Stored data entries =
========================================================================
PR #3107, opened 2019-10-11
Kleisli tapWith default mapping functions

bpholt:
My goal for this PR is to be able to write something like this (without providing a lot of explicit type information or identity-like mapping functions):

```scala
x.tapWith().mapF(_.use((runProgram[F] _).tupled))
```

where `x: Kleisli[Resource[F, *], CaseClass, EitherK[…] ~> F]` and `runProgram[F]: (CaseClass, EitherK[…] ~> F) => F[Unit]`

Before this PR, I think the above line would look like

```scala
x.tapWith[(CaseClass, EitherK[…] ~> F), CaseClass]((a, b) => (a, b))
  .mapF(_.use((runProgram[F] _).tupled))
```

This PR provides two implementations; the expectation is that one would be dropped before accepting the PR. 

One implementation adds a new `tapWith` method added directly on `Kleisli`. It has some type inference problems, because scalac isn't able to infer the `AA <: A` type. This means callers have to provide the `A` type, which seems redundant since it's already known to the `Kleisli`:

```scala
x.tapWith[CaseClass]().mapF(_.use((runProgram[F] _).tupled))
```

The other implementation is an enhancement method to `Kleisli`. It has the advantage of improved type inference. I couldn't find any other enhancement methods on `Kleisli`, though, so it is stylistically different. It also lacks the ability for the caller to narrow the type, but if they really need to do that they can still fall back to the existing `tapWith` method.

I picked the name `tapWithIdentity` for the enhancement method because I think it had to be something that didn't already exist as a method on `Kleisli`. I'm definitely open to suggestions for a better name.

@kailuowang and I [discussed this briefly on gitter](https://gitter.im/typelevel/cats-dev?at=5d9e9d2e874aeb2d231c31bb) too.

My initial preference is that the enhancement methods be added and we drop 
c867dd6, but I'm looking for feedback from maintainers.

### DIFF
--- a/core/src/main/scala/cats/data/Kleisli.scala
+++ b/core/src/main/scala/cats/data/Kleisli.scala
@@ -1,7 +1,6 @@
 package cats
 package data
 
-import cats.{Contravariant, Id}
 import cats.arrow._
 
 /**
@@ -107,10 +106,27 @@ final case class Kleisli[F[_], -A, B](run: A => F[B]) { self =>
   def tap[AA <: A](implicit F: Functor[F]): Kleisli[F, AA, AA] =
     Kleisli(a => F.as(run(a), a))
 
-  /** Yield computed B combined with input value. */
+  /**
+   * Yield computed B combined with input value.
+   *
+   * {{{
+   * scala> import cats.data.Kleisli, cats.implicits._
+   * scala> val base = Kleisli((i: Int) => (i + 1).pure[Option])
+   * scala> base.tapWith[String, Int]((a, b) => (a, b).toString).run(42)
+   * res0: Option[String] = Some((42,43))
+   * }}}
+   */
   def tapWith[C, AA <: A](f: (AA, B) => C)(implicit F: Functor[F]): Kleisli[F, AA, C] =
     Kleisli(a => F.map(run(a))(b => f(a, b)))
 
+  /**
+   * {{{
+   * scala> import cats.data.Kleisli, cats.implicits._
+   * scala> val base = Kleisli((i: Int) => (i + 1).pure[Option])
+   * scala> base.tapWithF[String, Int]((a, b) => Option((a, b).toString)).run(42)
+   * res0: Option[String] = Some((42,43))
+   * }}}
+   */
   def tapWithF[C, AA <: A](f: (AA, B) => F[C])(implicit F: FlatMap[F]): Kleisli[F, AA, C] =
     Kleisli(a => F.flatMap(run(a))(b => f(a, b)))
 
@@ -252,7 +268,7 @@ sealed private[data] trait KleisliFunctionsBinCompat {
    * Lifts a natural transformation of effects within a Kleisli
    * to a transformation of Kleislis.
    *
-   * Equivalent to running `mapK(f) on a Kleisli.
+   * Equivalent to running `mapK(f)` on a Kleisli.
    *
    * {{{
    * scala> import cats._, data._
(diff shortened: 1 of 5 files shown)


core/src/main/scala/cats/data/Kleisli.scala
```diff
@@ -107,13 +106,43 @@ final case class Kleisli[F[_], -A, B](run: A => F[B]) { self =>
...
+   * Yield computed B combined with input value.
+   *
+   * {{{
+   * scala> import cats.data.Kleisli, cats.implicits._
+   * scala> val base = Kleisli((_: Int).toString.pure[Either[Throwable, *]])
+   * scala> base.tapWith[Int]().run(42)
+   * res0: scala.util.Either[Throwable,(Int, String)] = Right((42,42))
+   * }}}
+   */
+  def tapWith[AA <: A]()(implicit F: Functor[F]): Kleisli[F, AA, (AA, B)] =
```
LukaJCB: I'm not a fan of overloading functions in this way. Often the type inference will struggle more when doing so. Maybe we can find a different name? `tapProduct`? I don't know :smile:

core/src/main/scala/cats/data/Kleisli.scala
```diff
@@ -281,6 +310,36 @@ sealed private[data] trait KleisliExplicitInstances {
 }
 
 sealed abstract private[data] class KleisliInstances extends KleisliInstances0 {
+  implicit class KleisliTapWith[F[_], A, B](private val kl: Kleisli[F, A, B]) {
```
LukaJCB: I'm not sure, why you placed this here? This trait is meant for type class instances not syntax extensions :)

bpholt: Fair enough. I couldn't find any syntax extensions for `Kleisli` so I just shoehorned it in. I'm happy to add a new trait if that's the right way to do it.

core/src/main/scala/cats/data/Kleisli.scala
bpholt: Honestly I'd prefer to drop these and go with the enhancement method implementation anyway, where I named the functions `tapWithIdentity`. I'm open to using `tapProduct` there though.

core/src/main/scala/cats/data/Kleisli.scala
LukaJCB: I think you should be able to just add them to Kleisli directly, since we dropped 2.11 :)

bpholt: Do you have a suggestion for working around the type inference problems described above? AFAICT the method can't use `A` directly, it has to use `AA <: A` due to the variance at the class level. That's the reason I'd prefer to use enhancement methods for these functions.

bpholt: I ended up moving this to the `cats.syntax` package.

bpholt:
I dropped the implementation directly on `Kleisli` due to the type inference concerns, and moved the enhancement methods to a new object in `cats.syntax`. I think this PR is ready for a real review now.

travisbrown:
I'm :-1:  on this approach, primarily because because we already have `tapWith` and `tapWithF` with `AA <: A` that expect users either to provide the type parameters or the types for their function arguments there, and having similarly named enrichment methods that take a different approach is confusing, hurts discoverabilty, etc. More generally, I'm not sure there's _any_ precedent in Cats for using enrichment methods to improve inference?

I'm also reluctant to fix the inconsistency for going in the other direction and doing this for other methods, because I think we should be aiming to reduce the amount of implicit stuff ordinary usage drags into scope, not the opposite.

djspiewak:
> More generally, I'm not sure there's any precedent in Cats for using enrichment methods to improve inference?

Not in cats, but fs2 does this all the time. It does hurt discoverability a bit, but the inference is very noticeably better than it would be in other cases.

larsrh:
I'm going to close this because there was no consensus on this change, and there hasn't been activity in over a year. If there's renewed interest, feel free to reopen.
========================================================================
A single figure is expected: the count of lines in the data above that include the word "enrichment".

2